Uni of Edinburgh buys in with new supercomputer based on HGX platform

Mobile World Congress Nvidia has decided to bet on both Arm and x86 platforms for the 5G edge, with a new data processing unit – aka SmartNIC – that packs 16 Arm cores.

The forthcoming BlueField-3 will include 16 Arm Cortex-A78 CPU cores, as well as 16 acceleration cores with 256 execution threads, but will be happy working inside Intel-powered or Arm-flexing servers.

Wherever it runs alongside, Nvidia feels this component [PDF] has sufficient compute power to serve in software-defined 5G base stations and handle their network function needs so that server CPUs can be left to do other work.

Nvidia's vision is also for those base stations to include its small form factor EGX GPUs, and for those units to be pressed into service running AI applications.

To help things along, the company's Aerial software platform has been imbued with a 5G RAN.

Just why the 5G edge needs AI wasn't explained to The Register. Maybe that's why Google Cloud and Nvidia have decided to create a joint AI-on-5G lab to explore the opportunities.

Nvidia has also advanced the BlueField-3 as a fine choice for high-performance computing (HPC), for which the company has introduced a new A100 80GB PCIe GPU. The new machine boasts 2TB/s of memory bandwidth and 80GB of HBM2e high-bandwidth memory.

Nvidia HGX

Nvidia HGX

Also for HPC types, Nvidia has introduced 400GB/s InfiniBand switches and the new "Magnum IO GPUDirect Storage" that offers direct memory access between GPU memory and storage.

The combination of the BlueField-3 and the other new kit is said to improve Nvidia's HGX supercomputing platform so it can propel humanity into a fourth industrial revolution that will use AI everywhere to produce a future filled with unicorns, rainbows, and general cleverness.

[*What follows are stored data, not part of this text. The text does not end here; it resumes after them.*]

Issue #682, opened 2016-07-27
Create a list of keyboard shortcuts


justinclift:
We've been asked via Twitter if we have a list of keyboard shortcuts:

&nbsp; &nbsp; https://twitter.com/john_law_kelly/status/758061269702160384

We don't yet, but it would be very useful to create one, probably on the wiki.

@glawrence Any interest? :smile:

revolter:
I was thinking the other day of a `Keys` menu in `Preferences`. Where you could see __and__ update the keyboard shortcuts. Like VLC has, for example, where you can even search through them.

chrisjlocke:
While going through the translation files, I noticed you could set the & shortcut wherever you wanted, and initially thought it worked the same as .Net, but noticed from @justinclift's code, this has to be 'hard coded' in Qt - shortcut keys have to be specifically coded.  I presume then that the accelerators defined by a & sign on labels, etc, are for cosmetic purposes only?

revolter:
If you have a menu item with the text `T&est`, does pressing `ALT + e` on __Windows__ trigger it? I remember this is the way ampersand worked, though I don't know how it would work on mac.

justinclift:
@chrisjlocke For the top drop down menu's (eg File, View, etc), adding an &amp; sign should in theory automatically create a platform-appropriate shortcut.

In reality, it seems to be a bit inconsistent for DB4S.  It might just be we're doing something weird, or out-of-order in our code base though. (unsure)

justinclift:
@revolter If you want to add a user changeable "Keyboard Mapping" thing to the Preferences, that sounds really useful for people. :smile:

revolter:
@justinclift I know, it would be awesome. I searched for an already created library (widget) but couldn't find one :(

I stumbled upon [this package manager][1] though, but I'm not sure that [the packages page][2] contains all of the available packages. I'll install it in a couple of days and see if I find something useful there.

  [1]: qpm.io
  [2]: https://www.qpm.io/packages.html

justinclift:
@revolter Cool.  Hadn't come across qpm.io.  Looks useful. :smile:

justinclift:
Was thinking about this earlier.  If we remove the &amp; signs from ***all*** of our strings, and instead create all of the keyboard shortcuts at program startup (eg [like this code](https://github.com/sqlitebrowser/sqlitebrowser/blob/master/src/MainWindow.cpp#L178), that would probably benefit us in two ways:

[...]

PR #1516, opened 2018-08-24
Experimental implementation of completion of values based on current values in the column

mgrojo:
Using the QCompleter class associated to the QLineEdit, an implementation of a completion of values in the Extended Table Widget is straightforward.

I've observed that this is slow with big databases, so if included, we probably need a new setting for disabling it, or disabling it automatically given a threshold in the row count.

If InlineCompletion is changed by PopupCompletion completions are displayed in a popup window (see http://doc.qt.io/qt-5/qcompleter.html#CompletionMode-enum). That would be probably nicer but the completions are repeated when the value is repeated in the table, so we should make some kind of unique filtering and the implementation would be trickier and maybe slower.

Is this considered useful?

### DIFF
--- a/src/ExtendedTableWidget.cpp
+++ b/src/ExtendedTableWidget.cpp
@@ -96,6 +96,24 @@ QList<QByteArrayList> parseClipboard(QString clipboard)
 
 }
 
+UniqueFilterModel::UniqueFilterModel(QObject* parent)
+    : QSortFilterProxyModel(parent)
+{
+}
+
+bool UniqueFilterModel::filterAcceptsRow(int sourceRow, const QModelIndex &sourceParent) const
+{
+    QModelIndex index = sourceModel()->index(sourceRow, filterKeyColumn(), sourceParent);
+    const QString& value = index.data().toString();
+
+    if (!value.isEmpty() && !m_uniqueValues.contains(value)) {
+        const_cast<UniqueFilterModel*>(this)->m_uniqueValues.insert(value);
+        return true;
+    }
+    else
+        return false;
+
+}
 
 ExtendedTableWidgetEditorDelegate::ExtendedTableWidgetEditorDelegate(QObject* parent)
     : QStyledItemDelegate(parent)
@@ -107,10 +125,16 @@ QWidget* ExtendedTableWidgetEditorDelegate::createEditor(QWidget* parent, const 
     QLineEdit* editor = new QLineEdit(parent);
     // If the row count is not greater than the complete threshold setting, set a completer of values based on current values in the column.
     if (index.model()->rowCount() <= Settings::getValue("databrowser", "complete_threshold").toInt()) {
-        QCompleter *completer = new QCompleter(editor);
-        completer->setModel(const_cast<QAbstractItemModel*>(index.model()));
+        QCompleter* completer = new QCompleter(editor);
+        UniqueFilterModel* completerFilter = new UniqueFilterModel(completer);
+        // Provide a filter for the source model, so only unique and non-empty values are accepted.
+        completerFilter->setSourceModel(const_cast<QAbstractItemModel*>(index.model()));
+        completerFilter->setFilterKeyColumn(index.column());
+        completer->setModel(completerFilter);
+        // Complete on this column, using a popup and case-insensitively.
         completer->setCompletionColumn(index.column());
-        completer->setCompletionMode(QCompleter::InlineCompletion);
+        completer->setCompletionMode(QCompleter::PopupCompletion);
+        completer->setCaseSensitivity(Qt::CaseInsensitive);
         editor->setCompleter(completer);
     }
     // Set the maximum length to the highest possible value instead of the default 32768.
--- a/src/ExtendedTableWidget.cpp
+++ b/src/ExtendedTableWidget.cpp
@@ -104,13 +104,16 @@ ExtendedTableWidgetEditorDelegate::ExtendedTableWidgetEditorDelegate(QObject* pa
 
 QWidget* ExtendedTableWidgetEditorDelegate::createEditor(QWidget* parent, const QStyleOptionViewItem& /*option*/, const QModelIndex& index) const
 {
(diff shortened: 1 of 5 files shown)


mgrojo:
I've added the setting for the threshold, so big databases are not slowed down. Can be set to 0 for disabling completion.

MKleusberg:
Sounds useful :smile: I would definitely prefer the popup type of completion because I always hate it when for example in spreadsheet application I can't just tab through the columns but have to press delete whenever it would complete my value to some other value. But you're right it seems like we have to add extra complexity for that, probably by introducing a proxy model. I'm not sure if it would be much slower because we would have more control over the entire process and could - in the worst case - define a timeout and just return whatever list we have until then.

Do you have the time and interest to play around with that and see if it's not too much work, @mgrojo? If not that's no problem either - this works really well as it is and the code looks good, so we could just merge this right away too without spending more time on it. Personally I'll probably disable an inline completion though - but that obviously doesn't mean it's not useful for other people :wink:

mgrojo:
Of course, I'll see what can be done. It would be cool to have the popup completion with unique values. I had already taken a look to examples like this one: https://www.qtcentre.org/threads/67951-QCompleter-with-unique-items

mgrojo:
I've implemented the popup completion with distinct values and it looks good. I haven't noticed a degradation in performance with this simple implementation so it doesn't seem to exist any drawback.

SilvioGrosso:
Hello @mgrojo 

First off, thanks a lot for this improvement!

With Microsoft Excel and LibreOffice Calc there is a nice shortcut to copy-paste, in essence duplicte, the *same* value present in the above cell of the *same* column. 
This shortcut (CTR+?) is extremely handy because quite often you have many identical values repeated in the same column end with this shortcut (CTR+?) you don't need to copy-paste the value from one cell to another cell.

For example:
duplicate_value_shortcut

mgrojo:
Thanks, @SilvioGrosso. I didn't know of that shortcut. It's so useful as is hidden. In the Spanish version is <kbd>Ctrl+'</kbd> though, probably because the <kbd>?</kbd> requires <kbd>Shift</kbd>.

I'll take a look at it, it should be easy to implement and shouldn't disturb anybody.

mgrojo:
Oops, <kbd>Ctrl+?</kbd> is Help in MacOs according to [Qt Standard Shortcuts](http://doc.qt.io/qt-5/qkeysequence.html#standard-shortcuts). What happens if we add this as shortcut for other action? I anyone can answer, which shortcut uses the MacOs version of LibreOffice Calc for this feature?

SilvioGrosso:
Hello  @mgrojo,

Just checked Microsoft Excel keys [1] and the "official" shortcut to "Copy value from cell above" looks like:
Ctrl+" 

I was under the impression that the "official" shortcut was instead Ctr+? because I have always used this shortcut on Windows until now and every computer I work with adopts this one :-)
At present, for instance, I am working with Microsoft Excel (2018 version) and LibreOffice Calc (6.1 version) on Windows 10. My computer has the italian settings.
At work, I use this shortcut on a daily basis :-)

Thanks a lot again for this improvement !

[1] http://www.officearticles.com/excel/microsoft_excel_shortcut_keys.htm

mgrojo:
But we are currently using <kbd>Ctrl+"</kbd> for Duplicate Record (it inserts a new record with values copied from the current row). But maybe we could use <kbd>Ctrl+'</kbd> that in Excel is "Copy Formula from Cell Above", since we don't have that difference.

SilvioGrosso:
Hello @mgrojo,

Out of curiosity, I have checked how this feature works on Kubuntu 18.04.01 - KDE desktop.
Through VirtualBox I run this Linux Distro (Windows 10 is the Host while Kubuntu is the guest).
On Kubuntu, they have LibreOffice 6.0.3 installed by default, with the English Settings to run it (not my Italian usual ones). Therefore, I run the Calc English interface with all GUI's in English, not Italian.

On Kubuntu the shortcut to copy the above cell is:
CTR+?

The conundrum about the "right" shortcut to choose might be solved by having a new option to change *every* shortcut in the Preferences of Sqlite Browser. 
However, this involves to having to implement this new option from scratch and I suppose it would require a huge amount of time to make it working fine :-)

mgrojo:
In my version (LibreOffice Calc 5.1.6 over Ubuntu 16.04, Spanish locale) Ctrl+? does nothing, but Ctrl+' is "Copy Formula from Cell Above". Out of curiosity, does Ctrl+'  work for you? Maybe they have now both. I suppose Ctrl+? cannot be used in MacOs. I'm inclined to use Ctrl+' for that reason. @justinclift, what do you think?

The shortcut key editor is often requested. It has been discussed previously in  #682. Yes, it would be great, but at the same time it's a difficult task.

SilvioGrosso:
Hello @mgrojo 

Just tried on Windows 10 and Kubuntu 18.04.01 (Kde desktop) and the CTR+'shortcut works great as well,
both on Excel 2018 and Calc 6.1.
More precisely, CTR+' duplicates *everything* is found in the above cell. 
In short, if it is a formula it copies this one. Otherwise, it duplicates the text.

As far as I am concerned, I would definitely opt for:
CTR+'

mgrojo:
I've just committed the new shortcut to the master branch, since it's a so little and easy feature.

SilvioGrosso:
Hello @mgrojo 

Just tested today's build on Windows XP (32 bit installer) and it works great !
Thanks a lot again for this new handy shortcut :-)

MKleusberg:
Thanks, Manuel. I really like the new popup and think this feels pretty good :+1: I have just rebased this branch to current master, fixed one minor issue in a separate commit (using EditRole instead of DisplayRole to query cell contents) and merged your changes. If there are any remaining bits to fix we can always do that later I think - I'm not aware of any though, encoding seems to work fine for me.

For your implementation for #614 I think the easiest thing to do is pull the current master, then rebase your branch on the updated master branch and then open a new PR for it. If you should need any help with that just ask :smile:

mgrojo:
Thanks, Martin. I'm going to resume now my implementation of #614. The encoding problem referred to that one.

PR #1524, opened 2018-09-04
Code refactoring

MKleusberg:
This commit refactors vast parts of the sqlitetypes.h interface. Its
main goals are: less code, easier code, a more modern interface, reduced
likelihood for strange errors and more flexibility for future
extensions.

The main reason why the sqlitetypes.h functions were working so well in
DB4S was not because they were that stable but because they were
extremely interlinked with the rest of the code. This is fine because we
do not plan to ship them as a separate library. But it makes it hard to
find the obvious spot to fix an issue or to put a new function. It can
always be done in the sqlitetypes function or in the rest of the DB4S
code because it is just not clear what the interface between the two
should look like. This is supposed to be improved by this commit. One
main thing here is to make ownership of objects a bit clearer.

In theory the new code should be faster too but that difference will be
neglectable from a user POV.

This commit also fixes a hidden bug which caused all table constraints
to be removed in the Edit Table dialog when a single field was removed
from the table.

This is all still WIP and more work is needed to be done here.


MKleusberg:
In case anybody wondered why I was so silent over the last couple of days, this is what I was working on. The reasons for the refactoring are in the commit message.

I'm mainly opening a PR to see if it compiles fine on Travis. But if anybody has the time to give this a try any feedback is highly welcomed. Besides the bugfix mentioned in the commit message this shouldn't change anything from a user point of view.

If I don't hear about any problems until tomorrow evening or so I'm just going to merge this so the changes get a lot of testing before the next release :smile:

mgrojo:
I wanted to test it, but I'm getting compile errors. Has this raised the Qt version requirement?

```
[ 45%] Building CXX object CMakeFiles/sqlitebrowser.dir/src/AboutDialog.cpp.o
In file included from /home/mgr/src/sqlitebrowser/src/sqlitedb.h:4:0,
                 from /home/mgr/src/sqlitebrowser/src/AboutDialog.cpp:3:
/home/mgr/src/sqlitebrowser/src/sqlitetypes.h:39:18: error: ‘QStringList’ is not a template
 uint qHash(const QStringList<T>& key, uint seed = 0)
                  ^
/home/mgr/src/sqlitebrowser/src/sqlitetypes.h: In member function ‘size_t sqlb::StringListHash::operator()(const QStringList&) const’:
/home/mgr/src/sqlitebrowser/src/sqlitetypes.h:140:25: error: no matching function for call to ‘qHash(const QStringList&)’
         return qHash(key);
                         ^
/home/mgr/src/sqlitebrowser/src/sqlitetypes.h:39:6: note: candidate: template<class T> uint sqlb::qHash(const QStringList&, uint)
 uint qHash(const QStringList<T>& key, uint seed = 0)
      ^
/home/mgr/src/sqlitebrowser/src/sqlitetypes.h:39:6: note:   template argument deduction/substitution failed:
/home/mgr/src/sqlitebrowser/src/sqlitetypes.h:140:25: note:   couldn't deduce template parameter ‘T’
         return qHash(key);
                         ^
```
Among others.

mgrojo:
My version information:
> DB4S v3.10.99 (Sep  1 2018) on Ubuntu 16.04.5 LTS (linux/4.4.0-134-generic) [x86_64]
> using SQLite Version 3.8.6
> and Qt 5.5.1

I can update to Ubuntu 18.04 LTS. I was willing to do it nevertheless.

MKleusberg:
You're right. Somehow an unwanted change got in there but it should be fixed by the latest commit now. Can you check again? It's interesting to see how this works on older versions of Qt :smile:

MKleusberg:
Looking at this again, I think I meant this :smile:

mgrojo:
It compiles now OK. :+1:

mgrojo:
> Does it run too on your system, @mgrojo? If you want to test this more in depth, the Edit Table dialog is especially well suited to start with because that's where more of the affected are used than anywhere else.

Yes, it runs also and, as far as I've seen, it's working as always.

The University of Edinburgh has bought in: Nvidia announced HGX will power a new super there called "Tursa", a machine described as allowing researchers "to carry out the ultra-high-precision calculations of the properties of subatomic particles needed to interpret data from massive particle physics experiments, such as the Large Hadron Collider."

Nvidia folk who explained all this new stuff to The Register patted themselves on the back for having recognised the potential DPUs offer to both 5G and HPC. When we first considered DPUs in September 2020, The Register noted that they are a fine idea but that integrating them into actual production systems was not for the fainthearted.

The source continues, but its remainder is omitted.